Spring Training Blog: Feb. 13

July, 31, 2008
07/31/08
3:43
PM ET
TRY, TRY AGAIN (10:56 a.m. ET)
In 2006, the Red Sox tried Josh Bard as knuckleballer pitcher Tim Wakefield's catcher. It worked fine in spring training, but not in the regular season. Ten passed balls later, the Red Sox dealt Bard and brought back Doug Mirabelli as Wakefield's backstop.

Three years later, Bard is back with the Sox, and Wakefield thinks this time things will be better.

"I said three years ago that I never had somebody work as hard as he did to try to catch me and do the right things," Wakefield said of Bard, according to the Boston Herald. "He was truly a professional with his attitude and his preparation for the way he went about his work. I look forward to working with him again."

"I think with the experience he had in '06, he'll take that into the season. I think his biggest mistake was trying to catch like [Mirabelli] caught me. That wasn't his style. I think this spring he''l be able to create his own style, with his confidence a little better, too."

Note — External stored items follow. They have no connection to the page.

PR #194, opened 2016-12-26
Deprecate component `eventManager`

GavinJoyce:
[Rendered](https://github.com/GavinJoyce/rfcs/blob/c0106e2051afa06e97bf86cfb8a6b9ba94ae4f36/text/0000-deprecate-custom-event-manager.md)

---

Part of https://github.com/emberjs/ember.js/issues/14754

### DIFF
--- a/text/0000-deprecate-custom-event-manager.md
+++ b/text/0000-deprecate-custom-event-manager.md
@@ -1,0 +1,38 @@
+- Start Date: (fill me in with today's date, YYYY-MM-DD)
+- RFC PR: (leave this empty)
+- Ember Issue: (leave this empty)
+
+# Summary
+
+Support for component `eventManger`s is a seldom used feature and should
+be deprecated.
+
+# Motivation
+
+We should strive to simplify the Ember API and source code where possible. As
+the custom `eventManager` feature is rarely used in apps, we should deprecate
+it.
+
+# Detailed design
+
+We'll introduce a deprecation warning which will be displayed when a component
+defines an `eventManager` property or when `canDispatchToEventManager` is set to
+true on `EventDispatcher`. The warning will have a target version of `3.0`.
+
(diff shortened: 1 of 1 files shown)


rwjblue:
Awesome, thank you for putting this together! 

We should also have this deprecation cover the `canDispatchToEventManager` property of `EventDispatcher` (mostly because the option does nothing at that point and is misleading) so that when this lands defining an `eventManager` on any component **or** specifying `canDispatchToEventManager` trigger a deprecation.

kellyselden:
I haven't used this feature before, but if I did, what would be the alternative to using it? (how do I un-deprecate my code)

GavinJoyce:
@kellyselden you could register an extended `EventDispatcher` which implements the soon to be removed `_findNearestEventManager` in event handlers. I'm happy to create an addon for this if anyone requests it so that it's a simple opt-in.

text/0000-deprecate-custom-event-manager.md
```diff
@@ -0,0 +1,38 @@
...
+it.
+
+# Detailed design
+
+We'll introduce a deprecation warning which will be displayed when a component
+defines an `eventManager` property or when `canDispatchToEventManager` is set to
+true on `EventDispatcher`. The warning will have a target version of `3.0`.
+
+If required, we can create an addon which extends the `EventDispatcher` allowing
+for opt-in custom `eventManager`s in Ember apps.
```
GavinJoyce: if anyone has a need for this, let me know and I'll create the addon

kellyselden:
@GavinJoyce Addon route seems like a good idea to me.

rwjblue:
Sorry for the delay here. We discussed in the core team meeting on 2017-01-20, and are 👍 on moving this to final comment period.

mixonic:
I'm merging this, as we are certainly past the one-week window and I see no new comments 😗 

Thank you!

TEAHEN EYES POSITION SWAP (10:48 a.m. ET)
Mark Teahen moved to the outfield two years ago when the Royals wanted to make room for Alex Gordon at third base. But the arrival of Coco Crisp has Teahen eying another switch, this time to second base -- a position he last played in junior college.

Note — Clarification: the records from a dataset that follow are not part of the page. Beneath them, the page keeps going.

PR #204, opened 2017-01-24
RFC: Template import directives

martndemus:
[Rendered](https://github.com/martndemus/rfcs/blob/102edbec6d67be8479375a8682c3c258f034df61/text/0000-template-import-directives.md)

This RFC might need some editing + expanding. But I'm positive it's
good enough to get some good discussion going and then go from there.

The TL;DR version:
- Standardize on a comment format as hinting to static analysis tools.
- This will allow tools to tree shake your components/helpers + templates

### DIFF
--- a/text/0000-template-import-directives.md
+++ b/text/0000-template-import-directives.md
@@ -1,0 +1,85 @@
+- Start Date: (fill me in with today's date, YYYY-MM-DD)
+- RFC PR: (leave this empty)
+- Ember Issue: (leave this empty)
+
+# Summary
+
+To make static resolution of a dependency graph of components and helpers in
+Handlebars templates possible at build time.
+
+# Motivation
+
+RFC #176 proposes a version of Ember with a "first-class system for importing
+just the parts of the framework you need". Landing that RFC would make almost
+all modularized code in the Ember ecosystem statically resolvable. The exception
+being Handlebars templates where the `{{component}}` helper has been used.
+
+This RFC is seeking to provide a system that can resolve usage of any component
+and or helper for any given Ember application, by the means of the app author
+declaring each component used in a template up front.
+
+When implemented this RFC should unlock being able to tree-shake a full Ember
+application.
+
+As a secondary motivation, it should make it easier for an app author to trace
+where a component and/or helper originates from.
+
+# Detailed design
+
+The implementation will rely on a syntax analogue to the ECMAScript 2015 syntax
+for importing values from modules. Were in a JavaScript module importing another
+module looks like this:
+
+```js
+import Ember from "ember";
+import Analytics from "../mixins/analytics";
+
+export default Ember.Component.extend(Analytics, {
+  // ...
+});
+```
+
+The proposed Handlebars analogue to this is:
+
+```hbs
+{{!import ./post-editor}}
+
+<div>
+  <h1>Editing: {{post.title}}</h1>
+  {{post-editor post=post}}
+</div>
+```
+
+The important bit is `{{!import ./post-editor}}`. This is seen by the current
+Handlebars compiler as a comment and thus is ignored. The proposed
+implementation would add meaning to this comment as being a import directive.
+The choice for the import directives to be comments is a deliberate choice to
+make the implementation backwards compatible with older implementations of the
+Handlebars compiler.
+
+This new directive does not have any output in the compiled result of the
+template. It is only meant to be read by static-analysis tools.
+
+Breaking down the import directive, it should start with the word `import`
+followed by a path. This path can either be relative to the current
+component/helper or absolute.
+
+# How We Teach This
+
+This system should be an opt-in feature to the Ember ecosystem. Proper guides in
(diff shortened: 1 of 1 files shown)


Turbo87:
@martndemus is that stuff actually needed? I think we could extract a lot of the same information from the existing AST

martndemus:
@Turbo87 Yes, but not 100%. This is to make the 100%.

buschtoens:
Two questions instantly come to mind:

1. Why can't ember-cli detect `{{post-editor}}` as a component and thereby infer that this component is being used? Why the extra `import` statement.
2. What about dynamic components, i.e. `{{component "post-editor"}}` where `"post-editor"` could also be a variable string that is only known at runtime?

Clearly I must be missing something.

simonihmig:
Just wondering, if analysis is happening at build-time, and import statements implemented as comments, thus no effect on compilation, is there actually any change required to Ember itself? If not, no need for an RFC, right?

Turbo87:
> Yes, but not 100%

@martndemus can you explain what the edge cases are that can not be handled from the current AST? I know about `{{component foobar}}`, but I don't see how the current proposal would solve that case. I think it was discussed to used a fixed prefix for such cases and always include all the components starting with the prefix (e.g. a components subfolder).

cibernox:
Just one question. This kind of comments is only needed in templates that use `(component boundValue)`, correct?

locks:
@simonihmig yes, this has many implications to the way Ember works in multiple levels like the resolver, build pipeline, template parser, and it's definitely a significant new API that needs to be discussed by the community.

martndemus:
@cibernox In the case of a addon, I sometimes don't know beforehand which component I'm getting passed in, how would the restrict helper work in those situations?

Turbo87:
> In the case of a addon, I sometimes don't know beforehand which component I'm getting passed in, how would the restrict helper work in those situations?

@martndemus I might be missing something obvious, but how would the comments approach solve this?

martndemus:
@Turbo87 By importing what you know that will get used. I.E. if you know this component will cause a component from an addon to render a component you know of, then import it there.

Turbo87:
@martndemus isn't it your responsibility to pass that component in via `useThisComponent=(component "foobar")`? in that case it would already be known to the AST as well.

simonihmig:
@locks Thanks for trying to explain this, but I am still not sure I can follow. Maybe the proposal should make clear what implications this has for the public API of Ember? So what has to be unlocked in Ember before an addon could implement this? 

My understanding was that this has no effect on runtime behaviour, just enable build-time tree-shaking. So resolver does not have to know anything about this, or does it? Sure handlebars AST has to understand this, but this does not affect Ember as well?

martndemus:
@simonihmig It affects neither Handlebars AST nor Ember. The current proposal as-is only proposes to standardize tooling along a common format.

simonihmig:
@martndemus Thanks for clarification! This aligns with how I did understand this. So I am fine with everybody continuing that discussion, here or somewhere else, but technically an Ember RFC would not be required, right?

martndemus:
@simonihmig I have no clue what does and doesn't warrant an RFC anymore. AFAIK anything only slightly impactful to how someone would be writing Ember apps should be an RFC.

miguelcobain:
@Turbo87 and others, I think the host extreme example is `{{component componentName`. And imagine that `componentName` comes from a remote API.

There is nothing a static analysis can do to know which components will be rendered here. So it must assume that *any* component can be rendered. So, all the components accessible in the entire APP would need to be included.

This RFC proposes a way to keep these situations under control. I agree we might need something like this.

Turbo87:
> This RFC proposes a way to keep these situations under control. I agree we might need something like this.

where? I don't see anything that would solve this issue. maybe I'm blind... 🤔

miguelcobain:
@Turbo87 so, I think the idea is that the import directives give the compiler the missing information. Instead of considering the entire set of components available, the build process now just considers the "imported" components and not everything.

Turbo87:
how is that different from what @cibernox proposed in https://github.com/emberjs/rfcs/pull/204#issuecomment-275079266? I guess I just don't like using comments to actually have semantic meaning if we can use pretty much the same within the current AST constructs

locks:
@simonihmig the import statement is a thing you would put in an Ember application template. It's a new API, you're introducing a keyword to comments that has special semantics, if nothing else. "Build-time" is still Ember.

miguelcobain:
@Turbo87 both approaches would give us the same result, as far as I can tell. I'm not in favor of any approach yet, I'm just saying what I understood from the RFC and that I think something to solve the problem might be needed.

cibernox:
I think that my idea and this one would achieve the same goal, functionally speaking. It's just a matter of syntactic preference. Not that I've given a deep though to this tho, just came it naturally to mind.

rwjblue:
Yes, this RFC will be replaced by https://github.com/emberjs/rfcs/pull/454.

rwjblue:
Closing in favor of #454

"I think that's the one spot that looks like that could [be available]," he said, according to the Kansas City Star. And I prefer being in the infield. So if I can figure out second base, and play a good big-league second base, everyone's OK with that."

It won't be easy. Teahen will miss time in spring training to play for Canada in the World Baseball Classic. And there are three other players vying for the position. But the team is willing to go along with the attempted switch, since he'll otherwise be a $3.575 million utility player.

"The only thing that bothers me in asking someone [inexperienced] to play second is the fear factor on the blind plays -- the feeds from third base and shortstop," manager Trey Hillman said, according to the Star. "Anybody who knows Mark knows he plays with no fear. So that's not a problem."